Son regard est orienté vers le but : être avec le Seigneur dans l’éternité et, en attendant, accomplir la mission que Dieu lui a confiée en ce monde. Il ne regarde pas en arrière, c’est-à-dire qu’il n’est pas constamment occupé par les réalités terrestres, mais il est fixé sur le « maintenant » avec la perspective de ce qui est à venir.

Il s’agit là d’un conseil important pour nous tous, sur la manière dont nous pouvons vivre de manière fructueuse et sage ! Cela vaut aussi bien pour une chartreuse ou une carmélite, dont la vie est particulièrement axée sur l’éternité, que pour tous les chrétiens qui, pour la plupart, se trouvent dans d’autres circonstances de la vie.

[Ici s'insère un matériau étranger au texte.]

PR #247, opened 2021-07-26
Image Import Dispatcher for IBM Cloud

iv1111:
* allowing one import session per PowerVC <--- PowerVS import pair
* depends on https://github.com/ManageIQ/manageiq/pull/21340

### DIFF
--- a/app/models/manageiq/providers/ibm_cloud/power_virtual_servers/cloud_manager/image_import_workflow/import_dispatcher.rb
+++ b/app/models/manageiq/providers/ibm_cloud/power_virtual_servers/cloud_manager/image_import_workflow/import_dispatcher.rb
@@ -1,0 +1,29 @@
+class ManageIQ::Providers::IbmCloud::PowerVirtualServers::CloudManager::ImageImportWorkflow::ImportDispatcher < ::Job::Dispatcher
+  def dispatch
+    jobs_by_ems, = Benchmark.realtime_block(:pending_import_jobs) { pending_import_jobs }
+
+    jobs_by_ems.each do |ems_id, jobs|
+      free = true # TODO: here determine if there is a free slot
+      do_dispatch(job, ems_id) if free
+    end
+  end
+
+  def pending_import_jobs
+    pending_jobs.each_with_object(Hash.new { |h, k| h[k] = [] }) do |job, h|
+      h[job.options[:ems_id]] << job
+    end
+  end
+
+  def do_dispatch(job, ems_id)
+    MiqQueue.put_unless_exists(
+      :args        => [:start],
+      :class_name  => "Job",
+      :instance_id => job.id,
+      :method_name => "signal",
+      :priority    => MiqQueue::HIGH_PRIORITY,
+      :role        => "smartstate",
+      :task_id     => job.guid,
+      :zone        => job.zone
+    )
+  end
+end
--- a/app/models/manageiq/providers/ibm_cloud/power_virtual_servers/cloud_manager/image_import_workflow/import_dispatcher.rb
+++ b/app/models/manageiq/providers/ibm_cloud/power_virtual_servers/cloud_manager/image_import_workflow/import_dispatcher.rb
@@ -3,26 +3,25 @@ class ManageIQ::Providers::IbmCloud::PowerVirtualServers::CloudManager::ImageImp
   def dispatch
     pending, = Benchmark.realtime_block(:pending_import_jobs) { pending_import_jobs }
     running, = Benchmark.realtime_block(:running_import_jobs) { running_import_jobs }
-    busy_src_ids = running.map { |_, dst| dst.map { |job| job[:options][:src_provider_id] } }.flatten
+    busy_src_ids = running.flat_map{ |_, dst| dst.map { |job| job.options[:src_provider_id] }}.uniq
 
     pending.each do |dst_id, pending_jobs|
-      return if running[dst_id].present?
-      job = pending_jobs.detect { |x| busy_src_ids.exclude?(x[:options][:src_provider_id]) }
-      busy_src_ids << job[:options][:src_provider_id]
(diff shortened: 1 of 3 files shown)


iv1111:
@agrare Adding a custom dispatcher similar to https://github.com/ManageIQ/manageiq-providers-kubernetes/pull/441/files.
Code runs but the list of pending jobs is empty:

app/models/manageiq/providers/ibm_cloud/power_virtual_servers/cloud_manager/image_import_workflow/import_dispatcher.rb
```diff
@@ -0,0 +1,40 @@
+class ManageIQ::Providers::IbmCloud::PowerVirtualServers::CloudManager::ImageImportWorkflow::ImportDispatcher < ::Job::Dispatcher
+
+  def dispatch
+    pending, = Benchmark.realtime_block(:pending_import_jobs) { pending_import_jobs }
+    running, = Benchmark.realtime_block(:running_import_jobs) { running_import_jobs }
+    busy_src_ids = running.map { |_, dst| dst.map { |job| job[:options][:src_provider_id] } }.flatten
```
agrare, line 6: Minor, but `:options` is a column so you can do `job.options[:src_provider_id]`

agrare: `.map {}.flatten` can be just `running.flat_map`

agrare: You might want to `uniq` this set so:
`busy_src_ids = running.flat_map { |_, job| job.options[:src_provider_id] }.uniq`

app/models/manageiq/providers/ibm_cloud/power_virtual_servers/cloud_manager/image_import_workflow/import_dispatcher.rb
```diff
@@ -0,0 +1,40 @@
...
+      job = pending_jobs.detect { |x| busy_src_ids.exclude?(x[:options][:src_provider_id]) }
+      busy_src_ids << job[:options][:src_provider_id]
+      do_dispatch(job) unless job.nil?
+    end
+  end
+
+  def running_import_jobs
+    running_jobs.each_with_object(Hash.new { |h, k| h[k] = [] }) do |job, h|
+      h[job.options[:ems_id]] << job
+    end
```
agrare, line 19: Looks like you re-wrote `.group_by`, try:

```ruby
running_job.group_by { |job| job.options[:ems_id] }
```

app/models/manageiq/providers/ibm_cloud/power_virtual_servers/cloud_manager/image_import_workflow/import_dispatcher.rb
```diff
@@ -0,0 +1,40 @@
...
+  end
+
+  def do_dispatch(job)
+    MiqQueue.put_unless_exists(
+      :args        => [:start],
+      :class_name  => "Job",
+      :instance_id => job.id,
+      :method_name => "signal",
+      :priority    => MiqQueue::HIGH_PRIORITY,
+      :role        => "smartstate",
```
agrare, line 35: Does this need to be on the `"smartstate"` role?  You can probably leave this out and let it run on the "generic"/default role

app/models/manageiq/providers/ibm_cloud/power_virtual_servers/cloud_manager/image_import_workflow/import_dispatcher.rb
```diff
@@ -0,0 +1,40 @@
...
+    end
+  end
+
+  def pending_import_jobs
+    pending_jobs.each_with_object(Hash.new { |h, k| h[k] = [] }) do |job, h|
+      h[job.options[:ems_id]] << job
+    end
+  end
+
+  def do_dispatch(job)
```
agrare, line 28: Note to @agrare this looks like it can be in the base `Job::Dispatcher` class

iv1111:
@agrare I've followed your suggestions. One question. Can we be sure that there is only one JobDispatcher for a given job (here _ImageImportWorkflow_) at a given time running? It's important to know in order to guarantee there won't be any race conditions.

agrare:
@iv1111 the schedule worker will only put one instance of this onto the queue

iv1111:
> @iv1111 the schedule worker will only put one instance of this onto the queue

To make my question more specific, is there a scenario in the production environment where the _ImageImportWorkflow::ImportDispatcher.dispatch_ method would be called simultaneously from different threads?

iv1111:
@agrare If it's not the case then I'd have to put back the WIP label and think about using a mutex on a small portion of my code.

agrare:
@iv1111 there should only ever be one dispatcher running either per region.  The schedule worker has a put_unless_exists [[ref]](https://github.com/ManageIQ/manageiq/blob/ivanchuk/app/models/miq_schedule_worker/jobs.rb#L208) which means another won't be queued if one is already on the queue.

iv1111:
As discussed during the telco the scenario described by me can't happen.
Removing the [WIP] labell, we can merge it as soon as the dependent PR is merged.

agrare (approved):

agrare:
@iv1111 as a follow-up to this you'll need to create a schedule entry for this dispatcher, e.g. https://github.com/ManageIQ/manageiq/blob/master/app/models/miq_schedule_worker/jobs.rb#L61-L65

iv1111:
@agrare I've created a corresponding PR: https://github.com/ManageIQ/manageiq/pull/21364

PR #248, opened 2021-07-28
IBM Cloud event collection

nasark:
As part of the work to implement event handling scenarios for VPC, I've completed the logic to collect events from IBM Cloud's event service called IBM Cloud Activity Tracker. A SDK has been generated for this service.

Moving forward the events will need to be parsed and used to queue targeted refreshes.

Note: A service key for IBM Cloud Activity Tracker is required in order to use the SDK (See: https://cloud.ibm.com/docs/activity-tracker?topic=activity-tracker-service_keys). For the time being, I created a record for the service key in my local environment to be passed in. But ideally this can be provided via a form when creating the provider.

Ref: https://cloud.ibm.com/apidocs/activity-tracker#export

Depends on:
* [x] [Add IBM Cloud Activity Tracker gem](https://github.com/IBM-Cloud/ibm-cloud-sdk-ruby/pull/60)

### DIFF
--- a/app/models/manageiq/providers/ibm_cloud/vpc/cloud_manager.rb
+++ b/app/models/manageiq/providers/ibm_cloud/vpc/cloud_manager.rb
@@ -1,13 +1,14 @@
 class ManageIQ::Providers::IbmCloud::VPC::CloudManager < ManageIQ::Providers::CloudManager
   require_nested :AuthKeyPair
+  require_nested :EventCatcher
   require_nested :Flavor
-  require_nested :RefreshWorker
-  require_nested :Refresher
+  require_nested :LoggingMixin
   require_nested :Provision
   require_nested :ProvisionWorkflow
+  require_nested :RefreshWorker
+  require_nested :Refresher
   require_nested :Template
   require_nested :Vm
-  require_nested :LoggingMixin
 
   supports :provisioning
 
--- a/app/models/manageiq/providers/ibm_cloud/vpc/cloud_manager/event_catcher/stream.rb
+++ b/app/models/manageiq/providers/ibm_cloud/vpc/cloud_manager/event_catcher/stream.rb
@@ -1,0 +1,33 @@
+class ManageIQ::Providers::IbmCloud::VPC::CloudManager::EventCatcher::Stream
+  attr_reader :ems, :stop_polling, :poll_sleep
+
+  def initialize(ems, options = {})
+    @ems = ems
+    @stop_polling = false
+    @from = Time.now.to_i.to_s
+    @poll_sleep = options[:poll_sleep] || 20.seconds
+  end
+
+  def start
+    @stop_polling = false
+    @from = Time.now.to_i.to_s
+  end
+
+  def stop
+    @stop_polling = true
+  end
+
+  def poll
+    loop do
+      @to = Time.now.to_i.to_s
+
+      ems.with_provider_connection(:service => 'events') do |api|
+        events_client = api.sdk_client
+        events = events_client.export(:from => @from, :to => @to)
+        @from = @to
+        break if stop_polling
+      end
+      sleep(poll_sleep)
+    end
+  end
+end
--- a/app/models/manageiq/providers/ibm_cloud/vpc/manager_mixin.rb
+++ b/app/models/manageiq/providers/ibm_cloud/vpc/manager_mixin.rb
@@ -9,14 +9,20 @@ module ManageIQ::Providers::IbmCloud::VPC::ManagerMixin
     %w[auth_key]
   end
 
-  # Return a cloudtools vpc object.
+  # Return either a cloudtools vpc or activity tracker object.
   # @param options [Hash] Hash of options. Default to an empty Hash.
-  # @return [ManageIQ::Providers::IbmCloud::CloudTools::Vpc]
+  # @return [ManageIQ::Providers::IbmCloud::CloudTools::Vpc] or
+  # [ManageIQ::Providers::IbmCloud::CloudTools::ActivityTracker]
   def connect(options = {})
     key = authentication_key(options[:auth_type])
     region = options[:provider_region] || provider_region
     sdk = self.class.raw_connect(key)
-    sdk.vpc(:region => region)
+    if options[:service] == 'events'
+      service_key = authentication_key("events")
+      sdk.events(:region => region, :service_key => service_key)
+    else
+      sdk.vpc(:region => region)
+    end
   end
 
   # Same as calling connect.
--- a/lib/manageiq/providers/ibm_cloud/cloud_tool.rb
+++ b/lib/manageiq/providers/ibm_cloud/cloud_tool.rb
@@ -55,6 +55,10 @@ module ManageIQ
           @vpc ||= CloudTools::Vpc.new(:cloudtools => self, :region => region, :version => version, :generation => generation)
         end
 
+        def events(service_key:, region: 'us-east')
+          @events ||= CloudTools::ActivityTracker.new(:cloudtools => self, :region => region, :service_key => service_key)
+        end
+
         # Get a class that accesses the IBM Cloud Resource Manager API.
         # @return [CloudTools::ResourceController] the CloudTools Resource Manager SDK wrapper.
         def resource
--- a/lib/manageiq/providers/ibm_cloud/cloud_tools.rb
+++ b/lib/manageiq/providers/ibm_cloud/cloud_tools.rb
@@ -2,7 +2,6 @@
 
 require 'logging'
 require 'ibm_vpc'
-require 'ibm_cloud_activity_tracker'
 
 require_relative 'cloud_tools/sdk'
 dir_name = File.basename(__FILE__).split('.')[0]
--- a/lib/manageiq/providers/ibm_cloud/cloud_tools.rb
+++ b/lib/manageiq/providers/ibm_cloud/cloud_tools.rb
@@ -2,6 +2,7 @@
 
 require 'logging'
 require 'ibm_vpc'
+require 'ibm_cloud_activity_tracker'
 
 require_relative 'cloud_tools/sdk'
 dir_name = File.basename(__FILE__).split('.')[0]
--- a/lib/manageiq/providers/ibm_cloud/cloud_tools/activity_tracker.rb
+++ b/lib/manageiq/providers/ibm_cloud/cloud_tools/activity_tracker.rb
@@ -1,0 +1,62 @@
+# frozen_string_literal: true
+
+module ManageIQ
+  module Providers
+    module IbmCloud
+      module CloudTools
+        class ActivityTracker < Sdk::Branch
+          def initialize(cloudtools:, region:, service_key:)
+            super(:cloudtools => cloudtools)
+            service_url = "https://api.#{region}.logging.cloud.ibm.com"
+            @sdk_params = {:service_url => service_url, :service_key => service_key}
+          end
+
+          # Return a new Activty Tracker SDK instance.
+          def sdk_client
+            @sdk_params[:authenticator] = @cloudtools.authenticator
+            @sdk_client ||= IbmCloudActivityTracker::ActivityTrackerApiV1.new(@sdk_params)
+          end
+
+          private
+
+          # Create a generator that removes the need for pagination.
+          # @param call_back [String] The method name to use for pagination.
+          # @param array_key [String] The specific key in the returned array to use.
+          #
+          # @return [Enumerator] Object to page through results.
+          # @yield [Hash] Result of request.
+          def each_resource(call_back, array_key: nil, **kwargs)
+            start = kwargs[:start]
+
+            loop do
+              # Send request.
+              response = request(call_back, :start => start, **kwargs)
+              array_key = get_common(response.keys) if array_key.nil?
+
+              resources = response.fetch(array_key.to_sym)
+
+              resources&.each { |value| yield value }
+
+              # VPC has a next key that holds the next URL.
+              return unless response.key?(:next)
+
+              # The :next data structure is a hash with a href member.
+              next_url = response.dig(:next, :href)
+              return unless next_url
+
+              start = Addressable::URI.parse(next_url).query_values['start']
+            end
+          end
+
+          #  Try to determine
+          def get_common(array_keys)
+            keys = array_keys - [:limit, :first, :total_count, :next]
+            return keys.first unless keys.empty?
+
+            raise "No array key found in #{array_keys}"
+          end
+        end
+      end
+    end
+  end
+end
--- a/app/models/manageiq/providers/ibm_cloud/vpc/cloud_manager/event_catcher.rb
+++ b/app/models/manageiq/providers/ibm_cloud/vpc/cloud_manager/event_catcher.rb
@@ -1,0 +1,3 @@
+class ManageIQ::Providers::IbmCloud::VPC::CloudManager::EventCatcher < ManageIQ::Providers::BaseManager::EventCatcher
+  require_nested :Runner
+end
--- a/app/models/manageiq/providers/ibm_cloud/vpc/cloud_manager/event_catcher/runner.rb
+++ b/app/models/manageiq/providers/ibm_cloud/vpc/cloud_manager/event_catcher/runner.rb
@@ -1,0 +1,21 @@
+class ManageIQ::Providers::IbmCloud::VPC::CloudManager::EventCatcher::Runner < ManageIQ::Providers::BaseManager::EventCatcher::Runner
+  def monitor_events
+    event_monitor_handle.start
+    event_monitor_running
+    event_monitor_handle.poll do |event|
+      @queue.enq(event)
+    end
+  ensure
+    stop_event_monitor
+  end
+
+  def stop_event_monitor
+    event_monitor_handle.stop
+  end
+
+  private
+
+  def event_monitor_handle
+    @event_monitor_handle ||= self.class.parent::Stream.new(@ems)
+  end
+end
--- a/config/settings.yml
+++ b/config/settings.yml
@@ -8,6 +8,12 @@
           :critical:
           - IBM_CLOUD_POWER_VIRTUAL_SERVERS_instance_power_on
           - IBM_CLOUD_POWER_VIRTUAL_SERVERS_instance_power_off
+  :ems_ibm_cloud_vpc:
+    :event_handling:
+      :event_groups:
+        :addition:
+          :critical:
+          - is.instance.instance.create
 
 :ems_refresh:
   :ibm_vpc:
@@ -24,6 +30,8 @@
     :event_catcher:
       :event_catcher_ibm_cloud_power_virtual_servers:
         :poll: 20.seconds
+      :event_catcher_vpc:
+        :poll: 15.seconds
     :queue_worker_base:
       :ems_refresh_worker:
         :ems_refresh_worker_ibm_cloud_power_virtual_servers: {}
--- a/manageiq-providers-ibm_cloud.gemspec
+++ b/manageiq-providers-ibm_cloud.gemspec
@@ -22,6 +22,7 @@ Gem::Specification.new do |spec|
   spec.add_dependency "ibm_cloud_power", "~> 1.0"
   spec.add_dependency "ibm_cloud_resource_controller", "~> 2.0"
   spec.add_dependency "ibm-cloud-sdk", "~> 0.1"
+  spec.add_dependency "ibm_cloud_activity_tracker", "~> 0.1"
   spec.add_dependency "ibm_cloud_global_tagging", "~> 0.1"
   spec.add_dependency "ibm_vpc", "~> 0.1"
 
--- a/systemd/manageiq-providers-ibm_cloud_vpc_cloud_manager_event_catcher.target
+++ b/systemd/manageiq-providers-ibm_cloud_vpc_cloud_manager_event_catcher.target
@@ -1,0 +1,2 @@
+[Unit]
+PartOf=manageiq.target
--- a/systemd/manageiq-providers-ibm_cloud_vpc_cloud_manager_event_catcher@.service
+++ b/systemd/manageiq-providers-ibm_cloud_vpc_cloud_manager_event_catcher@.service
@@ -1,0 +1,13 @@
+[Unit]
+PartOf=manageiq-providers-ibm_cloud_vpc_cloud_manager_event_catcher.target
+[Install]
+WantedBy=manageiq-providers-ibm_cloud_vpc_cloud_manager_event_catcher.target
+[Service]
+WorkingDirectory=/var/www/miq/vmdb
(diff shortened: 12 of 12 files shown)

Jour après jour, nous nous approchons de l’éternité ; jour après jour, le jour du retour du Christ se rapproche. Cette attention donne à notre âme cette concentration et cette force que nous voyons chez l’apôtre des nations. Elle nous apprend à regarder les choses dans la perspective de l’éternité et à les classer selon leur importance. Nous laisserons volontairement de côté les choses sans importance, nous éviterons les plaisirs inutiles, voire nuisibles, et nous utiliserons le temps qui nous est imparti pour atteindre « le prix auquel Dieu nous appelle d’en haut par le Christ Jésus ».

Les paroles de l’Apôtre et l’exemple de saint Bruno nous invitent tous à nous concentrer de plus en plus sur Dieu, sans nous laisser absorber par les réalités terrestres au point de le perdre de vue.